O Circo
Lembro como se fosse hoje quando eu morava na casa de meus pais na rua Des. Mota, entre as Avenidas Iguaçú e Getúlio Vargas, quando na Praça Afonso Botelho em frente do Estádio Joaquim Américo do então Clube Atlético Paranaense chegaram gigantescos caminhões jamanta transportando equipamentos para a montagem do “Circo Orlando Orfei” ; e logo depois uma frota de caminhões menores trouxeram jaulas com dezenas de animais e trailers que serviam de dormitório para empregados mais graduados.

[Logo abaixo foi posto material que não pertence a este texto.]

PR #984, opened 2026-02-19
Add Ambient provider

ambient-gregory:
Adds [Ambient](https://ambient.xyz) as an OpenAI-compatible model provider. Ambient is a Solana-compatible network that replaces traditional Proof-of-Work with Proof of Logits (PoL) — verified LLM inference as useful work.

Currently serving GLM 4.6 as `ambient/large`:
- 202K context, 131K max output
- Reasoning, tool calling, structured output
- $0.35/M input, $1.71/M output

Docs: https://docs.ambient.xyz
API: `https://api.ambient.xyz/v1` (OpenAI-compatible)

### DIFF
--- a/providers/ambient/provider.toml
+++ b/providers/ambient/provider.toml
@@ -1,0 +1,5 @@
+name = "Ambient"
+env = ["AMBIENT_API_KEY"]
+npm = "@ai-sdk/openai-compatible"
+doc = "https://docs.ambient.xyz"
+api = "https://api.ambient.xyz/v1"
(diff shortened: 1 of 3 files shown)


providers/ambient/provider.toml
```diff
@@ -0,0 +1,5 @@
+name = "Ambient"
+env = ["AMBIENT_API_KEY"]
```
rekram1-node, line 2: can we add a logo?

ambient-gregory: Hi @rekram1-node, sure thing :+1:

ambient-gregory: Added

ambient-gregory: @rekram1-node ping

Issue #965, opened 2026-02-18
Add Pro/MiniMaxAI/MiniMax-M2.5 for siliconflow-cn


tqcq:
https://cloud.siliconflow.cn/models?target=Pro/MiniMaxAI/MiniMax-M2.5

conglinyizhi:
It seems like we can close it

rekram1-node:
Closing as completed. This was addressed in commit 4c30a522

PR #990, opened 2026-02-20
models: siliconflow-cn: add new models

kailiu42:
New models per the latest list: https://cloud.siliconflow.cn/me/models

- Pro/MiniMaxAI/MiniMax-M2.5
- deepseek-ai/DeepSeek-OCR
- PaddlePaddle/PaddleOCR-VL
- PaddlePaddle/PaddleOCR-VL-1.5

### DIFF
--- a/providers/siliconflow-cn/models/Pro/MiniMaxAI/MiniMax-M2.5.toml
+++ b/providers/siliconflow-cn/models/Pro/MiniMaxAI/MiniMax-M2.5.toml
@@ -1,0 +1,25 @@
+name = "Pro/MiniMaxAI/MiniMax-M2.5"
+family = "minimax"
+release_date = "2026-02-13"
+last_updated = "2026-02-13"
+attachment = false
+reasoning = false
+temperature = true
+tool_call = true
+structured_output = true
+open_weights = false
+
+[interleaved]
+field = "reasoning_content"
+
+[cost]
+input = 0.3
+output = 1.22
+
+[limit]
+context = 192_000
+output = 131_000
+
+[modalities]
+input = ["text"]
+output = ["text"]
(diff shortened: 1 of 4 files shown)


kailiu42:
This fixes #965 .

providers/siliconflow-cn/models/Pro/MiniMaxAI/MiniMax-M2.5.toml
```diff
@@ -0,0 +1,22 @@
+name = "Pro/MiniMaxAI/MiniMax-M2.5"
+family = "minimax"
+release_date = "2026-02-13"
+last_updated = "2026-02-13"
+attachment = false
+reasoning = false
+temperature = true
+tool_call = true
+structured_output = true
+open_weights = false
```
rekram1-node, line 10: isnt it interleaved?

kailiu42: I copied & modified from the 2.1 toml, it didn't include `interleaved` field so I didn't check either. But you are right, after looked into [M2.5 doc](https://platform.minimax.io/docs/guides/text-m2-function-call) it is interleaved.

The question is it seems it supports both `reasoning_details` and `reasoning_content`. Then which one should I set for `interleaved.field`?

rekram1-node: prolly reasoning_content, but idk about ur provider

kailiu42: Looked into the API doc of SiliconFlow(CN), it mentioned only reasoning_content but not reasoning_details. I'll take it as the provider supports only reasoning_content. Thanks.

PR #1003, opened 2026-02-21
Update context limit in anthropic.claude-opus-4-6-v1.toml

chidam333:
I don't want to spam pr but i was not sure why sonnet models are set to 200k and opus to 1m ? maybe we can different config for 1m versions, I think this will be especially required considering premium pricing for context window crossing 200k

### DIFF
--- a/providers/amazon-bedrock/models/anthropic.claude-opus-4-6-v1.toml
+++ b/providers/amazon-bedrock/models/anthropic.claude-opus-4-6-v1.toml
@@ -22,7 +22,7 @@ cache_read = 1.00
 cache_write = 12.50
 
 [limit]
-context = 1_000_000
+context = 200_000
 output = 128_000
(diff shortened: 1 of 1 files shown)


rekram1-node:
looks like someone else alr fixed it:
https://github.com/chidam333/models.dev/blob/bc27c81deb732dda43eac7e355bbfccde5b5ead1/providers/amazon-bedrock/models/anthropic.claude-opus-4-6-v1.toml#L25

chidam333:
> looks like someone else alr fixed it:
> https://github.com/chidam333/models.dev/blob/bc27c81deb732dda43eac7e355bbfccde5b5ead1/providers/amazon-bedrock/models/anthropic.claude-opus-4-6-v1.toml#L25

I can still see the diff and the link is pointing to my fork?

PR #1014, opened 2026-02-23
fix(amazon-bedrock): correct Claude Opus 4.6 context window from 1M to 200K

### LINKED ISSUE #1013: Bug: Bedrock Claude Opus 4.6 context window incorrectly set to 1,000,000 (should be 200,000)
The Amazon Bedrock model entries for Claude Opus 4.6 in models.dev specify `context = 1_000_000` when the actual default context window is 200K tokens. The 1M context window is a beta feature that requires an explicit `anthropic_beta: ["context-1m-2025-08-07"]` header, it is not the default behavior when using the Claude Opus 4.6 model ids with Amazon Bedrock.

When using the model through opencode, it is assumed that the model has 1M tokens context window, and when going over 200K tokens, the session crashes and outputs an error similar to the following: `undefined: The model returned the following errors: prompt is too long: 204890 tokens > 200000 maximum`.

This happens for any of the Bedrock Opus 4.6 variants available.

The model metadata should report `context = 200_000`, matching the actual default Bedrock context window for Claude Opus 4.6.

NachoFLizaur:
Fixes #1013 

## What does this PR do?

The Amazon Bedrock model entries for Claude Opus 4.6 in models.dev specify context = 1_000_000 when the actual default context window is 200K tokens. The 1M context window is a beta feature that requires an explicit anthropic_beta: ["context-1m-2025-08-07"] header, it is not the default behavior when using the Claude Opus 4.6 model ids with Amazon Bedrock.

This PR changes `context = 1_000_000` to `context = 200_000` on  each affected model configuration:

- `providers/amazon-bedrock/models/anthropic.claude-opus-4-6-v1.toml`
- `providers/amazon-bedrock/models/global.anthropic.claude-opus-4-6-v1.toml`
- `providers/amazon-bedrock/models/us.anthropic.claude-opus-4-6-v1.toml`
- `providers/amazon-bedrock/models/eu.anthropic.claude-opus-4-6-v1.toml`

## How did you verify?

Before the fix, a conversation in opencode using Opus 4-6 through Amazon Bedrock crashed after going over 200K tokens:

Screenshot 2026-02-23 at 20 23 34

After applying the fix, opencode correctly identifies the changes in models.dev and the session compacts before reaching the maximum context window supported by the model.

Screenshot 2026-02-23 at 20 24 08

### DIFF
--- a/providers/amazon-bedrock/models/anthropic.claude-opus-4-6-v1.toml
+++ b/providers/amazon-bedrock/models/anthropic.claude-opus-4-6-v1.toml
@@ -22,7 +22,7 @@ cache_read = 1.00
 cache_write = 12.50
 
 [limit]
-context = 1_000_000
+context = 200_000
 output = 128_000
 
 [modalities]
--- a/providers/amazon-bedrock/models/eu.anthropic.claude-opus-4-6-v1.toml
+++ b/providers/amazon-bedrock/models/eu.anthropic.claude-opus-4-6-v1.toml
@@ -22,7 +22,7 @@ cache_read = 1.00
 cache_write = 12.50
 
 [limit]
-context = 1_000_000
+context = 200_000
 output = 128_000
 
 [modalities]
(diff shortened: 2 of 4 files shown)


clopca:
Having this same issue, I think that would solve this, thanks!

alevzfdez:
+1 - same issue here.

nexxeln (approved):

Os artistas ficaram instalados em hotel da cidade. A praça que era um campo gramado e aberto serviu para abrigar a totalidade do circo que depois de instalado e montado tornou-se uma atração do bairro.
Assisti do alto do morro porque a praça era mais baixa do que as ruas toda a montagem das lonas que serviam de cobertura e o vai e vem incessante de tratores e operários que trabalhavam para armar o gigantesco circo de três picadeiros.
Vi o Sr. Orlando Orfei coordenando e fiscalizando a montagem sempre atento e corrigindo as imperfeições numa disposição invejável. Era um homem de meia idade, grandalhão e com farta cabeleira de cabelos grisalhos que além de empresário era o domador de tigres e leões e o músico que comandava as famosas “águas dançantes”.
Num arroubo de alegria escrevi numa folha de caderno que guardo até hoje:
“O circo chegou
o bairro animou,
o leão rugiu,
o pequeno assustado
Chorou
então o pai sentiu
lembranças de criança
que o tempo apagou …”
Fui em três sessões diferentes porque sempre gostei de assistir os espetáculos circenses e depois de adulto continuei levando minha mulher e filhos porque nada se iguala com o cheiro do cepilho no chão, as luzes, os trapézios, os animais, o mágico, os equilibristas, os palhaços e o globo da morte. Também assisti “O Circo Garcia”, “Circo Thiany”, “Circo Stankkovich”, “Circo Vostok” e o “Circo de Soleil” entre outros mais modestos e com menos requinte que vieram à Curitiba.
Só não assisti o “Circo Queirolo” quando estava no auge, mas dele fiquei sabendo por intermédio de meu saudoso pai que me contou que ele foi armado na Praça Carlos Gomes e ocupou toda a sua extensão, com apresentações espetaculares, animais selvagens e com artistas vestidos com trajes impecáveis.
A principal atração era o famoso palhaço Chic-Chic com sua impagável cadela de pano chamada Violeta e sempre acompanhado de seu fiel amigo Espingarda, que arrancavam gargalhadas da platéia. E no trapézio se apresentavam os “Cinco Diabos Brancos” todos da família Queirolo que faziam o famoso “salto triplo” que era o ponto alto do espetáculo.
Com o surgimento do cinema e a expansão do teatro o circo foi perdendo seu público e minguando de tamanho. Para sobreviver tiveram de viajar mais em busca de novos públicos quando então, no Brasil, adveio a proibição de exibirem animais que eram temidos e amados ao mesmo tempo pelas crianças e os adultos. Assisti o “Circo Queirolo” quando funcionava em bairros da cidade, com lonas em frangalhos e apresentações de espetáculos teatralizados até deixar de existir.
O circo é uma arte popular que está em extinção e que sofreu com a pandemia da COVID pela proibição de quase dois longos anos sem poder dar espetáculos.
E assim, aos poucos, o “maior espetáculo da terra” - o circo - acabará vivendo apenas na memória de alguns poucos, sem que as crianças de hoje tenham a oportunidade de conhecer o palhaço (que é ladrão de mulher), de ver de perto o elefante sendo montado por uma bela jovem, o tigre obediente ao seu domador, o contorcionista se transformando em sapo e nem o trapezista fazendo piruetas até cair na rede de segurança e depois descer dela para receber os aplausos.
A modernidade roubou o circo tradicional porque os brinquedos eletrônicos fizeram as crianças esquecer de rir, brincar e conhecer o lado mais inocente da vida …
“A vida são momentos em que as pessoas devem aproveitar para não se arrepender. Pois os momentos são únicos e não voltam mais. Lembranças são momentos que guardamos dentro de nós.”